● **YOUR OBJECTIVE**: Across the listing, how many lines contain "appended"? The reply is the number alone.

● **DATASET RECORDS**:
○ ○ ○ ○ ○
PR #269, opened 2026-05-07
Store channels.txt in stack order (most recent last)

### LINKED ISSUE #268: Change the `channels.txt` to have most recently added at the end of the file
The user-facing print statements will show the most recently added channel at the top of the list, but the internal data structure in `channels.txt `should match the stack-like flavor of `MIP_LOADED_PACKAGES`.

magland:
Closes #268.

## Summary

- `channels.txt` now persists with the most recently added (highest-priority) channel at the END of the file, matching the append semantics of `MIP_LOADED_PACKAGES`.
- `set_channels` writes the in-memory cell array in reverse; `get_channels` reverses on read. Callers and the user-facing `mip channel list` output are unchanged.
- Added a test that asserts the on-disk file order directly.

Targets the `add-channel-subscriptions` branch since #262 (which introduces `channels.txt`) is still open.

### DIFF
--- a/+mip/+state/get_channels.m
+++ b/+mip/+state/get_channels.m
@@ -9,7 +9,10 @@ function channels = get_channels()
 %              need not be listed.
 %
 % Channels are persisted at <root>/packages/channels.txt, one channel
-% per line, in priority order.
+% per line, in stack-like order: the most recently added channel is at
+% the END of the file (matching the append semantics of
+% MIP_LOADED_PACKAGES). The returned cell array reverses that so the
+% highest-priority channel is at index 1.
 
     channels = {};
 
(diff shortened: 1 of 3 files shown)


magland:
Review by Claude (Opus 4.7, invoked by @magland).

Looks good — no correctness concerns.

- The encoding/decoding is symmetric: `set_channels` writes `length:-1:1` and `get_channels` `fliplr`s on read, so round-tripping a channel list is identity. Empty lists are also fine (`0:-1:1` is an empty range in MATLAB and `fliplr({})` is `{}`).
- I confirmed that `channels.txt` is only read/written via `get_channels`/`set_channels` (grep across the tree), so the on-disk format change is fully encapsulated.
- The new `testChannelsFile_StoresMostRecentLast` directly asserts the on-disk line order, which is the right place to lock this in. The existing `testAppendChannel_*` cases still pass under the new layout (traced by hand).
- Targeting the open `add-channel-subscriptions` base branch is the right call since `channels.txt` hasn't shipped yet — no migration concern for existing users.

PR #270, opened 2026-05-07
mip load: move already-loaded package to end of load order

### LINKED ISSUE #267: `mip load` on an already-loaded package should move it to the end of `MIP_LOADED_PACKAGES` (and `MIP_DIRECTLY_LOADED_PACKAGES`)

magland:
## Summary
- `mip load` on an already-loaded package now moves its FQN to the end of `MIP_LOADED_PACKAGES`.
- Direct re-loads also move it to the end of `MIP_DIRECTLY_LOADED_PACKAGES` (this subsumes the prior transitive→direct promotion path).
- New `mip.state.key_value_move_to_end` helper does remove + append so callers don't duplicate the logic.

Closes #267

### DIFF
--- a/+mip/+state/key_value_move_to_end.m
+++ b/+mip/+state/key_value_move_to_end.m
@@ -1,0 +1,12 @@
+function key_value_move_to_end(key, value)
+%KEY_VALUE_MOVE_TO_END   Move a value to the end of a key's list.
+%
+% If the value is not present, it is appended. If it is present, it is
+% removed and re-appended so it ends up at the end of the list.
+
+values = mip.state.key_value_get(key);
+values(ismember(values, value)) = [];
+values{end+1} = value;
+mip.state.key_value_set(key, values);
+
+end
--- a/+mip/load.m
+++ b/+mip/load.m
@@ -191,16 +191,23 @@ function matched = loadSingle(packageArg, installIfMissing, stickyPackage, chann
 
     % Check if package is already loaded
     if mip.state.is_loaded(fqn)
-        % If this is a direct load and the package was previously
-        % loaded as a dependency, mark it as direct now
-        if isDirect && ~mip.state.is_directly_loaded(fqn)
-            mip.state.key_value_append('MIP_DIRECTLY_LOADED_PACKAGES', fqn);
-            fprintf('Package "%s" is already loaded (now marked as direct)\n', displayFqn);
+        % Re-loading an already-loaded package moves it to the end of
+        % MIP_LOADED_PACKAGES so the load order reflects the most recent
+        % load. Direct re-loads do the same for MIP_DIRECTLY_LOADED_PACKAGES,
+        % which also covers the case where the package was previously loaded
+        % only as a transitive dependency and is now being promoted.
+        wasDirect = mip.state.is_directly_loaded(fqn);
+        mip.state.key_value_move_to_end('MIP_LOADED_PACKAGES', fqn);
+        if isDirect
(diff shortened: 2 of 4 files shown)


magland:
**Review by Claude (Opus 4.7) — automated review requested by @magland**

The change is small, well-scoped, and the core behavior matches the issue. Implementation of `key_value_move_to_end` mirrors the existing `key_value_remove`/`key_value_append` style and looks correct. One real issue worth addressing:

### Test does not exercise the path it names

`testLoadPackage_TransitiveReloadDoesNotMoveDirectlyLoaded` would pass against `main` without this PR's changes. The new `isDirect=false` branch of the `is_loaded` block in `loadSingle` is never reached in this test, because the deps loop in `+mip/load.m:255` short-circuits when a dep is already loaded:

```matlab
if ~mip.state.is_loaded(depFqn)
    loadSingle(depFqn, ..., false, ...);
else
    fprintf('  Dependency "%s" is already loaded\n', ...);
end
```

So when the test loads `mainpkg` with `depA` already loaded, `loadSingle` is never re-entered for `depA`, and the new transitive-reload branch (the `else` at `+mip/load.m:209-211`) is not executed. The properties the test verifies (`depA` still in `direct`, `mainpkg` at end) hold trivially regardless of the new code.

To actually cover the transitive re-load path, the test needs to force re-entry, e.g.:

```matlab
mip.load('--transitive', 'mip-org/core/depA');  % already loaded
```

and then verify that `MIP_LOADED_PACKAGES` was reordered (depA moved to end) while `MIP_DIRECTLY_LOADED_PACKAGES` was not.

### Minor observations (not blocking)

- The "promote transitive→direct" path now relies on `move_to_end` doing an append-when-absent. That's fine and matches the helper's documented behavior, but if `key_value_move_to_end` is ever changed to be a strict "must exist" operation, the promotion path will silently break. The behavior is locked in by `testMoveToEndAppendsWhenAbsent`, so this is just a thing to keep in mind.
- `mip.list` (`+mip/list.m:87-95`) uses `MIP_LOADED_PACKAGES` order for "most recent first" display — the new reordering makes that display more accurate, which is a nice side effect worth noting in the PR description if you want.

Otherwise LGTM.

magland:
Pushed [ff64e7c](https://github.com/mip-org/mip/commit/ff64e7c) — Claude addressing the test-coverage gap from the previous review.

Rewrote `testLoadPackage_TransitiveReloadDoesNotMoveDirectlyLoaded` to use `mip.load('mip-org/core/depA', '--transitive')`, which forces re-entry into `loadSingle` for an already-loaded package. The test now asserts both:

- `MIP_LOADED_PACKAGES` end is `depA` (moved on transitive re-load)
- `MIP_DIRECTLY_LOADED_PACKAGES` end is still `pkgB` (NOT moved, since the re-load was not direct)

Confirmed the previous form passed against `main` without the PR's changes; this form does not.

danfortunato:
Superseded — closing as redundant.

The two halves of this PR (issue #267) have both landed on `main` by other means:

- **`MIP_LOADED_PACKAGES` move-to-end on re-load** was independently implemented in c6126a2 ("Move already-loaded package to most-recent on re-load").
- **`MIP_DIRECTLY_LOADED_PACKAGES` move-to-end on a direct re-load** — the half `c6126a2` left out — is carried by #291, rebuilt cleanly on current `main` (without this PR's `key_value_move_to_end` helper, to keep the change minimal). #291 closes #267.

Thanks for the original work here — the test cases in #291 are derived from this branch.

Issue #368, opened 2021-08-12
Duplicated prompt after enter input


yomono:
Hi, I'm getting this problem:

![image](https://user-images.githubusercontent.com/31445936/129165091-8aae8d67-90ec-452a-a452-ec6d85b8aa2f.png)

This is happening with the "Input" survey. Not happening on select, for example.
Note that the image is showing the "cursor" example from this repo.

Is this a bug or am I doing something wrong?

Thanks in advance

raklaptudirm:
Any updates?

QuantumAI:
Issue seems to be present since v2.2.14, not in v2.2.13

PR #458, opened 2022-10-12
fix issue with double output on windows

### LINKED ISSUE #406: Randomly duplicated output for Confirm prompt with a non default answer
Ubuntu 21.10 (this also runs on my CI which is painful)
Mac OSX 

When using unit tests I sometimes see this behaviour on Ubuntu, I think it is related to https://github.com/AlecAivazis/survey/pull/404

```
?Do you like pizza? Yes
```
**What did you see instead?**
```
?Do you like pizza (y/N)? y
?Do you like pizza? Yes
```

miniscruff:
I was able to fix the double output issues on windows by removing this line, did a manual test on Ubuntu as well. My guess is this is not the best solution so let me know.

Fixes #406 and #368

### DIFF
--- a/input.go
+++ b/input.go
@@ -200,8 +200,6 @@ func (i *Input) Prompt(config *PromptConfig) (interface{}, error) {
 
 	lineStr := i.answer
 
-	i.AppendRenderedText(lineStr)
-
 	// we're done
 	return lineStr, err
 }


input.go
```diff
@@ -200,8 +200,6 @@ func (i *Input) Prompt(config *PromptConfig) (interface{}, error) {
 
 	lineStr := i.answer
 
-	i.AppendRenderedText(lineStr)
```
mislav, line 203: This code gets called on all platforms and its implementation doesn't differ between platforms. Do you know how it could have caused problems only on Windows but not elsewhere?

mislav (changes requested):
Hi, sorry for the late review and thanks for helping fix this. I think what this PR would need is some kind of regression test that fails without this fix being applied and will fail in the future if this regresses.

input.go
miniscruff: I am not entirely sure what happens on windows to cause this problem, I can try and dig deeper but my only guess right now has to do with the carriage return, as it seems to render the same text twice and this was to remove the second one, which is probably totally wrong. I did do testing on Ubuntu as well and found there was no difference in outputs of my test between before and after my change. Obviously I could be missing some manual test cases so if there are more I can do let me know.

mislav:
> I was trying to add one of these but the functional tests do not run on windows

Ah, you are right. I'll investigate this further with your changes as a starting point. Thank you!

miniscruff:
> > I was trying to add one of these but the functional tests do not run on windows
> 
> Ah, you are right. I'll investigate this further with your changes as a starting point. Thank you!

No problem, let me know if I can be of any help.

mislav:
@miniscruff Could you please try https://github.com/go-survey/survey/pull/474?

miniscruff:
> @miniscruff Could you please try #474?

That seems to have fixed the problem for me in windows terminal yes.

miniscruff:
@mislav your PR will take care of the issue so we can probably close this PR correct?

mislav:
Yes. Thanks for the reminder!

PR #461, opened 2022-10-21
feat: add regexp validator

lzakharov:


mislav (commented):
Thanks! The code looks fine to me but I'm not sure if this is a feature we'd want in Survey core. It's trivial to add something like this to one's own application, with the added benefit that the user can control the language in the error messages that way.

@AlecAivazis How do you feel about this feature?

AlecAivazis:
Yea I agree with you @mislav. For me, the biggest reason is the error message. The user of the cli shouldn't really know that the tool is using a regexp to validate their input so having this message leak that out feels a little awkward / too low-level

lzakharov:
Thanks for the comments, got you!:)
○ ○ ○ ○ ○
● **RESPONSE FOR THIS EXERCISE**: 2